Abstract

Abstract Background Laparoscopic fundoplication is the standard surgical practice for management of Gastro-oesophageal reflux Disease (GORD). However, post operative complications and recurrence can be problematic. We conducted this study to assess short-term post operative outcomes following anti-reflux surgery (ARS) for GORD at our UGI surgery unit at a busy District General Hospital (DGH). Methods All patients above 18 years of age undergoing ARS between January 2016 and December 2021 were included. We excluded patients who underwent fundoplication as part of treatment of achalasia or large hiatus hernia repairs. Data was collected retrospectively from a prospectively maintained database. Pre –operative investigations and surgical procedure was recorded. Primary outcome assessed were post-operative complications recorded as per Clavien-Dindo grade and re-operation rates.

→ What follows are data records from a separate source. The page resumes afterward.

Issue #1486, opened 2022-01-25
Wrong DateFormatConverter used when UseSystemTextJson is specified


AroglDarthu:
I'm using NSwag toolchain v13.15.5.0 (NJsonSchema v10.6.6.0 (Newtonsoft.Json v11.0.0.0))
I've specified `/JsonLibrary:SystemTextJson`

A DTO uses a DateTimeOffset property:
``` CSharp
        [System.Text.Json.Serialization.JsonConverter(typeof(DateFormatConverter))]
        public System.DateTimeOffset StartDate { get; set; } = default!;
```

I'm seeing the following generated code:
``` CSharp
    [System.CodeDom.Compiler.GeneratedCode("NJsonSchema", "13.15.5.0 (NJsonSchema v10.6.6.0 (Newtonsoft.Json v11.0.0.0))")]
    internal class DateFormatConverter : Newtonsoft.Json.Converters.IsoDateTimeConverter
    {
        public DateFormatConverter()
        {
            DateTimeFormat = "yyyy-MM-dd";
        }
    }
```

I would have expected (according to [src/NJsonSchema.CodeGeneration.CSharp/Templates/DateFormatConverter.liquid](https://github.com/RicoSuter/NJsonSchema/blob/265c5e9a43320cf86d74fde65370b8842dead6ac/src/NJsonSchema.CodeGeneration.CSharp/Templates/DateFormatConverter.liquid):
``` CSharp
internal class DateFormatConverter : JsonConverter<DateTime>
{
    public override System.DateTime Read(ref System.Text.Json.Utf8JsonReader reader, System.Type typeToConvert, System.Text.Json.JsonSerializerOptions options)
    {
        return DateTime.Parse(reader.GetString());
    }

    public override void Write(System.Text.Json.Utf8JsonReader writer, System.DateTime value, System.Text.Json.JsonSerializerOptions options)
    {
        writer.WriteStringValue(value.ToString("yyyy-MM-dd"));
    }
}
```

AroglDarthu:
@RicoSuter 
My guess is that the `DateFormatConverterTemplateModel` should either
- inherit `ClassTemplateModel` - or- 
- implement a property `UseSystemTextJson`

in order to properly access `UseSystemTextJson` value in liquid.

pekspro:
[...]

PR #1490, opened 2022-02-05
Fix DateFormatConverter for System.Text.Json

AroglDarthu:
Fix for #1486


RicoSuter:
Thanks for the PR. 
Question: Wouldnt it be better if it supports DateTime? or is the converter not called when a property is DT? and null in JSON?

AroglDarthu:
Contrary to how the converter is defined, `null` values get handled correctly. So, if your property is of type `DateTime?` the converter will correctly serialize and deserialize `null` values for it.
See https://docs.microsoft.com/en-us/dotnet/standard/serialization/system-text-json-converters-how-to?pivots=dotnet-5-0#handle-null-values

Secondary outcomes assessed were symptomatic relief and proton pump inhibitor (PPI) discontinuation. Results 86 patients were included. The median age at surgery was 52 years. 98% patients had typical symptoms of GORD at presentation. On pre-operative OGD, 29% patients had oesophagitis and 77.91% had hiatus hernia. 79 (91.86%) patients underwent pH manometry. 97.67% patients underwent Nissen fundoplication. All cases were successfully completed laparoscopically with no conversions to open. The median post-operative length of stay was 1 day. 93.02% had no post operative complications, and none had 30 day re-operation. At 1-year follow up, 97.67% patients reported improvement in symptoms and 94.19% patients were able to stop PPI use. Conclusions Laparoscopic fundoplication provides excellent relief of GORD symptoms with low incidence of post operative complications and re-operation rates.